**Exercise materials**.
PR #11709, opened 2017-10-25
#7065 Allow page.main.title block to decide if title should be translated

adrian-martinez-interactiv4:
Related to https://github.com/magento/magento2/issues/7065.

Layout block with name 'page.main.title', related with block `\Magento\Theme\Block\Html\Title`, always translates title before being returned. Unfortunately, category and product pages get their titles translated when they shouldn't (if wanted so, a different value should be defined for category / product at store view level in admin).

### Description
This may be the desired behaviour for most parts of the system, but 'page.main.title' always translates the title. Because of that, that block is now capable to handle the boolean argument `translate_title`, injected in constructor and defined via layout xml, to decide whether it has to translate the title or not.

As it used to translate all titles before, impact has been minified making `\Magento\Theme\Block\Html\Title` translate all titles by default, unless it has been told to do the opposite. This is the case of category and product pages by now, but there could be other pages interested in title not being translated.

I'm aware that arguments translation and be done via `translate` attribute, like in `Magento/Catalog/view/frontend/layout/catalog_product_compare_index.xml`:
```
<page xmlns:xsi="http://www.w3.org/2001/XMLSchema-instance" layout="1column" xsi:noNamespaceSchemaLocation="urn:magento:framework:View/Layout/etc/page_configuration.xsd">
    <body>
        <referenceBlock name="page.main.title">
            <action method="setPageTitle">
                <argument translate="true" name="page_title" xsi:type="string">Compare Products</argument>
            </action>
        </referenceBlock>
            <block class="Magento\Catalog\Block\Product\Compare\ListCompare" name="catalog.compare.list" template="Magento_Catalog::product/compare/list.phtml" cacheable="false"/>
        </referenceContainer>
    </body>
</page>
```

But this only works for static values, that get translated when layout files are parsed and layout is generated. For products and categories, this value is set afterwards in _prepareLayout method.

1. magento/magento2#7065: page.main.title is translating title

### Manual testing scenarios
1. As proposed in https://github.com/magento/magento2/issues/7065, I created a product with name 'Save'
2. I have installed translation packages for es_ES, and configured store to use that locale.
3. The result was the product name translated in product page view (Save => Guardar):
captura de pantalla 2017-10-25 a las 2 31 28
4. After applying this changes, product name does not get translated anymore:
captura de pantalla 2017-10-25 a las 3 08 54

Also checked home page, and it still gets it title translated.

### Contribution checklist

### DIFF
--- a/app/code/Magento/Catalog/view/frontend/layout/catalog_category_view.xml
+++ b/app/code/Magento/Catalog/view/frontend/layout/catalog_category_view.xml
@@ -42,12 +42,14 @@
                 </arguments>
             </block>
         </referenceContainer>
-        <referenceBlock name="page.main.title">
-            <arguments>
-                <argument name="id" xsi:type="string">page-title-heading</argument>
-                <argument name="add_base_attribute_aria" xsi:type="string">page-title-heading toolbar-amount</argument>
-            </arguments>
-            <block class="Magento\Catalog\Block\Category\Rss\Link" name="rss.link" template="Magento_Catalog::category/rss.phtml"/>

**Task objective**. Only lines with the word "Save" belong in the answer; copy each of them from the material above.

**Exercise output**.
1. As proposed in https://github.com/magento/magento2/issues/7065, I created a product with name 'Save'
3. The result was the product name translated in product page view (Save => Guardar):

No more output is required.